Bird, a Santo Domingo and San Juan Pueblo Indian of Albuquerque, N.M., also gave commencement addresses yesterday at the University of Hawaii.
He attended the UH School of Public Health in the last year of a master's program at University of California-Berkeley and has assisted Papa Ola Lokahi and the Native Hawaiian Health Care Systems.
Bird said he is focusing efforts on eliminating disparities and inequality relative to health care of major ethnic populations.
Health problems of those groups, including native Hawaiians, must be viewed in a historical and political context, he said.
Bird said it "may seem sort of trite" but he believes working together is the only way the issues can be resolved. "There are so many personal and political agendas," he said, explaining his goal is "to get people to agree to commit, to have a broader vision, work in unison and move together to address issues."

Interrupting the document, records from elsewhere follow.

PR #2805, opened 2017-08-08
Automatically generate `parse: {field: 'date'}` for filtered field with timeUnit

### LINKED ISSUE #2756: Spec with a filter with timeUnit cannot be rendered
The following spec cannot be rendered.

```
{
  "data": {
    "url": "node_modules/vega-datasets/data/cars.json"
  },
  "transform": [
    {
      "filter": {
        "field": "Year",
        "timeUnit": "year",
        "range": [
          1969,
          1981
        ]
      }
    }
  ],
  "mark": "point",
  "encoding": {
    "y": {
      "field": "Origin",
      "type": "nominal"
    }
  },
  "config": {
    "overlay": {
      "line": true
    },
    "scale": {
      "useUnaggregatedDomain": true
    }
  }
}
```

A plan of action will be developed and unveiled at an APH meeting in November in Boston, Bird said. He will take office at the meeting -- the first American Indian to head the organization in 128 years.

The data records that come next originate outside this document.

Issue #2795, opened 2017-08-06
Avoid side effect in assembleData


kanitw:
Currently data component optimization happens in `assembleData()` and thus cause side effect in the model.component and requires that assembleData must be the first thing in assemble.  

I think we should have a separate optimizeData() method at the end of the parse.

kanitw:
This is at least causing problem in https://github.com/vega/vega-lite/issues/2736

domoritz:
So you would want assmebleData to come after some other assemble potentially?

kanitw:
It currently is not -- see https://github.com/vega/vega-lite/blob/master/src/compile/compile.ts#L93.

One potential quick fix is to call `const data = model.assembleData()` on the first line for `assembleTopLevelModel` and punt on refactoring this for now.

But in longer term, I think this refactor make sense since we do 
`return assembleTopLevelModel(model, getTopLevelProperties(inputSpec, config));`

as last line of `compile()`, which does not suggest that `assembleTopLevelModel` would have side effect on `model`.

kanitw:
FIxed in #2810

PR #2810, opened 2017-08-09
Split dataflow optimize from assemble.

domoritz:
Also refactored the code so we only call assemble data from the model. 

#2795

### DIFF
--- a/src/compile/compile.ts
+++ b/src/compile/compile.ts
@@ -5,12 +5,10 @@ import {Config, initConfig, stripAndRedirectConfig} from '../config';
 import * as log from '../log';
 import {normalize, TopLevel, TopLevelExtendedSpec} from '../spec';
 import {extractTopLevelProperties, TopLevelProperties} from '../toplevelprops';
-import {extend, keys} from '../util';
 import {buildModel} from './common';
-import {LayerModel} from './layer';
+import {assembleRootData} from './data/assemble';
+import {optimizeDataflow} from './data/optimize';
 import {Model} from './model';
-import {UnitModel} from './unit';
-
 
 export function compile(inputSpec: TopLevelExtendedSpec, logger?: log.LoggerInterface) {
   if (logger) {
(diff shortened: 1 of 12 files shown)


src/compile/model.ts
```diff
@@ -268,7 +270,14 @@ export abstract class Model {
   public abstract assembleSelectionSignals(): any[];
 
   public abstract assembleSelectionData(data: VgData[]): VgData[];
-  public abstract assembleData(): VgData[];
+  public assembleData(): VgData[] {
+     if (!this.parent) {
```
kanitw: If the rule is only assembleData in the root, why don't we just make sure that it is only called from `compile.ts`?

src/compile/model.ts
```diff
@@ -268,7 +270,14 @@ export abstract class Model {
...
+      // only assemble data in the root
+      optimizeDataflow(this.component.data);
```
kanitw: Hmm if we call it here, it may still happens after other things in compile.ts? 
Why don't we call it at the end of parse instead?

src/compile/model.ts
domoritz: Done.

src/compile/model.ts
domoritz: I moved it to compile.ts. I don't want to put it into parse because then I hate to check whether we are in the root again.

src/compile/compile.ts
```diff
@@ -67,6 +65,9 @@ function getTopLevelProperties(topLevelSpec: TopLevel<any>, config: Config) {
 function assembleTopLevelModel(model: Model, topLevelProperties: TopLevelProperties) {
   // TODO: change type to become VgSpec
 
+  // optimize the datafow once
+  optimizeDataflow(model.component.data);
```
kanitw: Why here, not in the `compile` method above?  This feels like a separate phase between `parse` and `assemble`?

src/compile/compile.ts
```diff
@@ -86,7 +87,8 @@ function assembleTopLevelModel(model: Model, topLevelProperties: TopLevelPropert
     ...(style? {style} : {}),
     data: [].concat(
       model.assembleSelectionData([]),
-      model.assembleData()
+      // only assemble data in the root
+      assembleData(model.component.data)
```
kanitw: Yay.  I like that you move it here.  

Maybe rename to `assembleRootData` ? (So we have clear names for both `assembleRootData` and `assembleFacetData`)

src/compile/compile.ts
kanitw: (Not that this method returns value, so looking at it in `compile.ts` might still feel like `assembleTopLevelModel` shouldn't cause side-effect.

src/compile/compile.ts
domoritz: Done

src/compile/compile.ts
domoritz: Done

A lot of the work in Pollack's civil rights office relates to goals of the public health organizations to provide equal access to health care. He said the office enforces federal requirements in five priority areas.
One, resulting from a Supreme Court decision this year, involves the right of disabled people to get services in community or integrated settings rather than institutions.
Others are immigrant access to services, health disparities resulting from a shift to managed care plans, welfare-to-work issues and child welfare. Pollack said his office has had some complaints from Hawaii in child welfare and welfare-to-work areas.
With government efforts to move abused and neglected children into foster care or adoptions faster, he said, "Parents feel discriminated against on the basis of age or disability.... But a child's welfare is uppermost."